I’ve recently received rejection letters from two different erotica anthologies that I submitted to. While it’s always disappointing to be rejected, I wasn’t surprised about the first letter (technically, it was an email). While the story I submitted is pretty good, it’s not my best work. The story I was trying to tell was bigger than the number of words that I was limited to, and the story suffered from having some corners cut. It also wasn’t the ideal fit for that anthology, but I hoped that it would get in anyway.
The other rejection letter did come as a surprise. It was for a story that I hammered out just under the deadline, but that I thought turned out very well. Like the other story, I had to condense the tale I was trying to convey significantly to fit the word count limit, but I truly felt that I had accomplished that without compromising the heart of the story. I was proud of that one, and I was confident that it would be accepted.
While I’m suffering from a bit of mild rejection dejection, I’m mostly left wondering why specifically that second story didn’t make it into the antho. Was it not good enough? Or was it just not the right fit? Was the story not as good as I think it was? Or was it simply the wrong fit for the anthology that the editor was envisioning?
One key difference between writing for classes in college, and writing for submission in the real world, is that there was absolutely no vacuum of feedback in the classroom. I miss that. With this kind of thing, I’m left guessing. The rejection emails were very nicely worded, but in some ways I would have preferred harsher wording that gave me more indication why my work wasn’t accepted.
A response of “No way; you suck!” or “WTF? Did you even READ the submission guidelines?” would at least let me know what the problem was, and what I would need to work on harder for my next submission (i.e., not sucking). Of course, it’s obvious why no business could succeed with that kind of interaction with their authors.
The only thing I can really do is to take my best guesses, and to try harder or better next time.

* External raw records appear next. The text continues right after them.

Issue #391, opened 2025-05-31
Can't figure out how to get the lyrics to show


BeatlesNo1:
Hi,

Great project. I have one '.lrc' file currently as I am trying to get the lyrics to show up. Here is my setup: I have my '.ogg' music files in my 'Music' directory which has various sub directories based on language and genre. Also in that same directory i have a 'Lyrics' directory where i will hold all of my .lrc files. I checked and tags are matching. Here is my .lrc file:

`[ar:Simon & Garfunkel]
[ti:The Sound Of Silence]
[00:03.76] Hello darkness, my old friend
[00:07.62] I've come to talk with you again
[00:11.26] Because a vision softly creeping
[00:16.48] Left its seeds while I was sleeping
[00:21.26] And the vision that was planted in my brain
[00:27.86] Still remains
[00:30.74] Within the sound of silence
[00:37.24] In restless dreams, I walked alone
[00:41.90] Narrow streets of cobblestone
[00:46.19] 'Neath the halo of a streetlamp
[00:50.94] I turned my collar to the cold and damp
[00:55.20] When my eyes were stabbed by the flash of a neon light
[01:02.33] That split the night
[01:05.38] And touched the sound of silence
[01:11.41] And in the naked light, I saw
[01:16.16] Ten thousand people, maybe more
[01:20.35] People talking without speaking
[01:24.87] People hearing without listening
[01:29.33] People writing songs that voices never shared
[01:37.76] No one dared
[01:41.43] Disturb the sound of silence
[01:45.92] "Fools", said I, "You do not know
[01:50.55] Silence like a cancer grows
[01:55.10] Hear my words that I might teach you
[01:59.30] Take my arms that I might reach you"
[02:03.92] But my words like silent raindrops fell
[02:11.22] And echoed in the wells of silence
[02:18.44]
[02:22.13] And the people bowed and prayed
[02:25.19] To the neon god they made
[02:29.28] And the sign flashed out its warning
[02:33.78] In the words that it was forming
[02:38.25] And the sign said, "The words of the prophets are written on the subway walls
[02:45.70] In tenement halls"
[02:49.38]
[02:54.74] And whispered in the sounds of silence
[03:01.30]
` 

rmpc version 0.8.0.
CachyOS with Hyprland. Terminal is Alacritty.

Here is 'lyricsindex' result:

`{
  "index": []
}` 

I did specified 'lyrics_dir' variable in rmpc. Not in MPD.
[...]

PR #396, opened 2025-06-01
feat: make lyrics matching more lenient

mierak:
## Description

This makes lrc matching more lenient. Matching is now case insensitive and album is only considered if both the song and the lrc file contain album metadata, but if multiple matches are found, the matches with album are prioritized.

Length is now only considered with multiple matches:
* First try to find lrc that is +- 5 seconds
* If not found check whether any lrc file without length was found
* as a last resort, return the closest match by length

There is a bunch of tests which should hopefully describe the behavior in more detail.

@Lxtharia I am looking for a feedback since you were interested in this. What do you think about this behavior?

Note: I am merging this to get it off my head, but please do leave a feedback if you have any.

### Related issues

https://github.com/mierak/rmpc/issues/391
https://github.com/mierak/rmpc/pull/392

### Checklist

- [x] All tests passed

### DIFF
--- a/CHANGELOG.md
+++ b/CHANGELOG.md
@@ -61,6 +61,7 @@ lists they are listed as multiple entries.
 - Refactored yt-dlp to make it easier to add support for more hosts
 - `scrollbar` theme option now also accepts `None` as a valid value to hide all scrollbars in rmpc
 - `TogglePause` in both the keybind and CLI to issue play if the current state is stopped
+- Made lyrics index matching more lenient
 
 ### Fixed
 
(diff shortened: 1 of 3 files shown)


Lxtharia:
Looks good!
This motivated me to fix my BOM'ed files and other quirky files from my library and besides the mentioned natural data mismatch (it's absolute chaos lmao) matching works well where I expect it to work!
Thank you for seeing to this so quickly, especially considering that I've only just known rmpc since yesterday :)

mierak:
Thats great to hear, thanks!
And yeah, there has been a huge influx of new users. Rmpc went from 300 stars to almost 800 in a span of a single week. I am still coming to terms with that :smile:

I’ll start with what I know was wrong with both stories: I had to shrink them to fit the word limit. Since the stories have already been rejected, word-count isn’t an issue any more. I’ll go back, look at each story, and flesh them out more until I feel they’re the right size. I’ll probably self-publish them at some point, because there aren’t a lot of submission calls for stories longer than 5k words. That’s one of the nice things about self-publishing: you can spend as many or as few words on a story as it requires.
The next thing that I know was wrong with both stories is that they were written and submitted very close to the deadline. If I’d had more time, I might have figured out how to polish them a bit more. That first story could have used it, I admit, and as good as I believe the second story to be, it could have perhaps been even better (while still constrained by the word count). So next time I need to submit, I’ll try to focus harder on finishing the stories early, leaving more time to tinker with them.
Also–while I think that it’s entirely unlikely–some editors might read submissions in the order they were received, and simply reject everything else once they’ve found enough stories that they like. Writers aren’t the only people who can cut corners, nor the only ones who are pressed for time. On the slight off chance that this kind of thing is a factor, I might do better getting my submissions in a lot earlier in the future.
When these anthologies do eventually come out, I’m going to get copies, and read them carefully to see what kind of stories did make the cut, and try to figure out why. If they’re all clearly better than my own efforts, that will clue me in. If some or all are not as good–to my eyes–as my rejected stories, then I’ll try to figure out why the editors thought that these lesser works were better or more appropriate to include.
Beyond that….? I’m not sure, so I guess I’ll ask my blog audience:
-If/when you get your submissions rejected, what steps do you take to change the outcome next time?
-What kind of post-game analysis do you do to figure out why you were rejected?
-Can you think of things that I should be doing in this area that I’m not?